BEGIN
PR #9373, opened 2018-01-25
feat(@angular/cli): hide error/warning build output stacktraces

clydin:
Internal Webpack stack traces are not very useful for standard build errors.  They are now hidden behind the verbose option.  This drastically reduces the verbiage when build errors or warnings are present.

### DIFF
--- a/packages/@angular/cli/models/webpack-configs/utils.ts
+++ b/packages/@angular/cli/models/webpack-configs/utils.ts
@@ -6,16 +6,19 @@ export const ngAppResolve = (resolvePath: string): string => {
 
 const webpackOutputOptions = {
   colors: true,
-  hash: true,
-  timings: true,
-  chunks: true,
+  hash: true, // required by custom stat output
+  timings: true, // required by custom stat output
+  chunks: true, // required by custom stat output
   chunkModules: false,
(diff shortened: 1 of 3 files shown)


packages/@angular/cli/models/webpack-configs/utils.ts
```diff
@@ -14,16 +14,21 @@ const webpackOutputOptions = {
   modules: false,
   reasons: false,
   warnings: true,
-  assets: false, // listing all assets is very noisy when using assets directories
-  version: false
+  errors: true,
+  assets: true, // listing all assets is very noisy when using assets directories
```
filipesilva: `assets` should remain false.

clydin: It's used here: https://github.com/angular/angular-cli/blob/master/packages/%40angular/cli/utilities/stats.ts#L32

The CLI has actually been using the `verbose` option which enables `assets` by default. https://github.com/angular/angular-cli/blob/master/packages/%40angular/cli/tasks/build.ts#L47

I updated the comments to reflect which options are required by the CLI's custom output formatter.

filipesilva: I see now, thank you for explaining it to me.

PR #10452, opened 2018-04-24
fix(@angular/cli): Fix library generation bug

Brocco:
This will not pass CI until a devkit release is done that includes this: angular/devkit#766


packages/@angular/cli/utilities/find-up.ts
```diff
@@ -16,7 +18,7 @@ export function findUp(names: string | string[], from: string, stopOnPackageJson
       }
     }
 
-    if (stopOnPackageJson) {
+    if (!isInHomeDir && stopOnPackageJson) {
```
filipesilva: Maybe we should separate these checks. `find-up` itself shouldn't care about home dirs.

Issue #10531, opened 2018-04-30
lint is failing for multiple projects


Tallyb:
### Versions
```
@angular-devkit/architect          0.5.10
@angular-devkit/build-angular      0.5.10
@angular-devkit/build-ng-packagr   0.5.10
@angular-devkit/build-optimizer    0.5.10
@angular-devkit/core               0.5.10
@angular-devkit/schematics         0.5.10
@angular/cli                       6.0.0-rc.7
@ngtools/json-schema               1.1.0
@ngtools/webpack                   6.0.0-rc.8
@schematics/angular                0.5.10
@schematics/update                 0.5.10
ng-packagr                         2.4.2
rxjs                               6.0.0
typescript                         2.7.2
webpack                            4.6.0
```

### Repro steps

run `ng lint`

### Observed behavior
```
Could not determine a single project for the 'lint target.
Error: Could not determine a single project for the 'lint target.
    at LintCommand.getProjectNamesByTarget
```
### Desired behavior
run lint on all defined projects. 

### Mention any other details that might be useful (optional)
I believe it is tracked to this line: 
https://github.com/angular/angular-cli/blob/7f8489c5b328833ef2fe4fccc5e4f749ec6cad06/packages/%40angular/cli/models/architect-command.ts#L20
Multi target is not set to true, although lint is defined as multi target.

krotscheck:
Experiencing the same issue, on RC7, using lint, build, and test. 

```
Could not determine a single project for the 'test target.
```

```
Could not determine a single project for the 'build target.
```

The quote mark before the target name seems suspicious.

PR #10542, opened 2018-04-30
fix(@angular/cli): properly set multi-target command flag

clydin:
Fixes: #10531


shahmirn:
@clydin This doesn't fix the issue with the build command.

build.ts also needs:

this.multiTarget = true;

shahmirn:
This results in an issue where if a 1.x CLI project is updated to 6.x, and then a library is added to it, then the build command fails

I believe it's 'cause when .angular-cli.json is migrated to angular.json, defaultProject is not set.

filipesilva:
@shahmirn I just tested with a new updated project and I think you're right. `defaultProject` does not get set but should.

PR #10557, opened 2018-04-30
test: don't install after generating lib

filipesilva:
It is not needed anymore.


filipesilva:
Superseded by https://github.com/angular/angular-cli/pull/10561

PR #10570, opened 2018-05-01
fix(@angular/cli): do not remove schematics defaults with uppercase

### LINKED ISSUE #10371: Default schematics options with uppercase doesn't work
### Versions
```
cli v6.0.0-rc.5
```

### Repro steps
* `npm install @angular/cli@next`
* `ng new helloworld --inline-template`
* `cd helloworld`
* `ng g generate test`

### Observed behavior
Produce a component with external template.

### Desired behavior
Produce a component with inline template.

I did some investigation:
- `ng g component test --inline-template` works
- following angular/devkit#666, default options are rightly saved in `angular.json`:
```json
"schematics": {
      "inlineTemplate": true
    }
}
```
- adding other options in lowercase like `spec` works:
```json
"schematics": {
      "spec": false
    }
}
```
- adding other options with uppercase letters like `skipImport` doesn't work:
```json
"schematics": {
      "skipImport": true
    }
}
```

So I think the defaults options of `angular.json` with uppercase letters are wrongly transformed/passed to the generation command.

I think it's a quick PR I can do, but I don't know where the problem happen...

cyrilletuzi:
Fixes #10371

@hansl @Brocco @filipesilva @clydin

### DIFF
--- a/packages/@angular/cli/models/schematic-command.ts
+++ b/packages/@angular/cli/models/schematic-command.ts
@@ -7,6 +7,7 @@ import { DryRunEvent, UnsuccessfulWorkflowExecution } from '@angular-devkit/sche
 import { getPackageManager, getDefaultSchematicCollection } from '../utilities/config';
 import { getCollection, getSchematic } from '../utilities/schematics';
 import { getSchematicDefaults } from '../utilities/config';
+import { camelize } from '@angular-devkit/core/src/utils/strings';
 import { take } from 'rxjs/operators';
 import { WorkspaceLoader } from '../models/workspace-loader';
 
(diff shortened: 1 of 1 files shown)


cyrilletuzi:
I don't understand the failure in travis, there's no reason my small change caused this, and I can't reproduce the error on a local project (when doing `ng g component test` with no defaults, the css file is correctly created). So not sure it's related.

Brocco:
Closing this in favor of #10586 due to timing.

Also a cleaner import for the string utilities and an included tests.

Thank you for reporting this and providing this PR which I based my changes off of, totally appreciate it!

PR #10592, opened 2018-05-02
docs: fix doc link, fix hmr configuration

robertbaker:


hansl:
Hi @robertbaker,

2 things; we don't want people to disable warnings by default (HMR is not fully supported), and the link is correct (will point to the proper wiki).

Closing this PR, sorry.

PR #10651, opened 2018-05-04
fix(@angular/cli): remove mangle and compress from server build

### LINKED ISSUE #8616: No apparent way to use `--bundle-dependencies=all` successfully since 1.5.0
Prior to the 1.5.0 release, it was possible to pass `--bundle-dependencies=all --prod` to get an AoT compiled self-contained bundle that worked for server-side rendering (SSR) under Node.js. Since 1.5.0, these flags produce a bundle that, as far as I can tell, can never work because they now rely on the existence of browser DOM APIs that don't exist in Node.

If there is any way to use `--bundle-dependencies=all` successfully in `--prod` build with 1.5.0+, I'd love to know about it.

### Versions
```
Angular CLI: 1.5.4
Node: 6.11.0
OS: win32 x64
Angular: 5.0.2

@angular/cli: 1.5.4
@angular-devkit/core: 0.0.21
@angular-devkit/schematics: 0.0.37
@ngtools/json-schema: 1.1.0
@ngtools/webpack: 1.8.4
@schematics/angular: 0.1.7
typescript: 2.4.2
webpack: 3.8.1
```

### Repro steps

* Clone the example repo at https://github.com/SteveSandersonMS/angular-bundledependencies-repro. This is the same as the universal-starter repo, except for [one commit](https://github.com/SteveSandersonMS/angular-bundledependencies-repro/commit/6104ae864b10e2a5d80c95ea836b596d0559c1f8) that gets as close as I can to a scenario where `--bundle-dependencies=all` could work (but still doesn't).
* Run `npm install`
* Observe that it works fine in a non-prod build by running `npm run build:ssr` then `npm run serve:ssr`. If you visit http://localhost:4000, you'll get both server and client rendering.
* Observe that if you build in prod mode (run `npm run build:ssr:prod` then `npm run serve:ssr`), then it does **not** work - you'll get this error:

```
TypeError: StaticInjectorError[InjectionToken DocumentToken]: 
  StaticInjectorError[InjectionToken DocumentToken]: 
    Right-hand side of 'instanceof' is not an object
    at ke (C:\path\angular-bundledependencies-repro\dist\server.js:4106:724114)
    at xe (C:\path\angular-bundledependencies-repro\dist\server.js:4106:723991)
    at lr (C:\path\angular-bundledependencies-repro\dist\server.js:4106:746752)
    at _n.insertToken (C:\path\angular-bundledependencies-repro\dist\server.js:4106:767718)
    at C:\path\angular-bundledependencies-repro\dist\server.js:4106:726646
    at Fe (C:\path\angular-bundledependencies-repro\dist\server.js:4106:726661)
    at I (C:\path\angular-bundledependencies-repro\dist\server.js:4106:721959)
    at Object.parse (C:\path\angular-bundledependencies-repro\dist\server.js:4106:766648)
    at Object.t.createDocument (C:\path\angular-bundledependencies-repro\dist\server.js:4106:1194422)
    at Object.t.createWindow (C:\path\angular-bundledependencies-repro\dist\server.js:4106:1194526)
```

If you trace this into the `server.js` bundle code, what's happening is that it's testing whether `someValue instanceof HTMLElement` (though it's not obvious at first glance because everything is minified and renamed). That code would be OK in a browser, but it's an error in Node, because `HTMLElement` is `undefined`. So the generated bundle isn't going to work for SSR under Node.

* If you want, verify that removing `--bundle-dependencies=all` from lines 22 and 23 in `package.json` is enough to make it work in both dev and prod builds. So the problem is the combination of `--prod` with `--bundle-dependencies=all` - you can use either on their own, but not both together.

### Observed behavior

Fails with the `Right-hand side of 'instanceof' is not an object` error shown above.

### Desired behavior

SSR works as it did in the non-prod build.

The equivalent did work pre-1.5.0 (which was also Angular 4.x).

The reason I'm asking about this is because I'm building new Angular CLI-based ASP.NET templates that will be included in the .NET Core SDK and Visual Studio. We want the template to use `--bundle-dependencies=all` by default because then developers don't have to publish their `node_modules` to production, and attempting to publish 20,000+ files from `node_modules` is extremely time-consuming (and not always reliable) from VS. Plus it tends to hit Windows path-length limitations depending on the deployment target.

hansl:
Using those for server might break the runtime, and since it all runs on the server
we dont need to compress, local name mangling works fine. Also remove the build
optimizer pass on server optimized builds.

Fixes #8616

### DIFF
--- a/packages/@angular/cli/models/webpack-config.ts
+++ b/packages/@angular/cli/models/webpack-config.ts
@@ -37,7 +37,7 @@ export class NgCliWebpackConfig<T extends BuildOptions = BuildOptions> {
     const projectRoot = path.dirname(configPath);
 
     appConfig = this.addAppConfigDefaults(appConfig);
-    buildOptions = this.addTargetDefaults(buildOptions);
+    buildOptions = this.addTargetDefaults(buildOptions, appConfig);
     buildOptions = this.mergeConfigs(buildOptions, appConfig, projectRoot);
 
     const tsconfigPath = path.resolve(projectRoot, appConfig.root, appConfig.tsconfig);
@@ -101,7 +101,7 @@ export class NgCliWebpackConfig<T extends BuildOptions = BuildOptions> {
   }
 
   // Fill in defaults for build targets
-  public addTargetDefaults(buildOptions: T): T {
+  public addTargetDefaults(buildOptions: T, appConfig: any): T {
     const targetDefaults: { [target: string]: Partial<BuildOptions> } = {
       development: {
         environment: 'dev',
@@ -126,8 +126,10 @@ export class NgCliWebpackConfig<T extends BuildOptions = BuildOptions> {
 
     // Use Build Optimizer on prod AOT builds by default when AngularCompilerPlugin is supported.
     const buildOptimizerDefault = {
-      buildOptimizer: buildOptions.target == 'production' && buildOptions.aot !== false
+      buildOptimizer: buildOptions.target == 'production'
+        && buildOptions.aot !== false
         && AngularCompilerPlugin.isSupported()
+        && appConfig.platform != 'server'
     };
 
     merged = Object.assign({}, buildOptimizerDefault, merged);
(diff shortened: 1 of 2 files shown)


hansl:
Build optimizer without uglify compress is not very helpful. Please note that the optimization is not turned off. Build optimizer is a separate plugin that works with uglify.

Memory consumption on server does not matter as much as you'd think, once the files are loaded and compiled. The difference between a 2MB and a 3MB node bundle is minimal. Unless you run on a raspberry pi I presume.

naveedahmed1:
Though this would be a part of 6.0.1 :(

clydin:
It is.  This PR is for the 1.7.x variant of the change.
END
Retrieve each line of the data in which the word "errors" can be found.

_Your response:_
Internal Webpack stack traces are not very useful for standard build errors.  They are now hidden behind the verbose option.  This drastically reduces the verbiage when build errors or warnings are present.
+  errors: true,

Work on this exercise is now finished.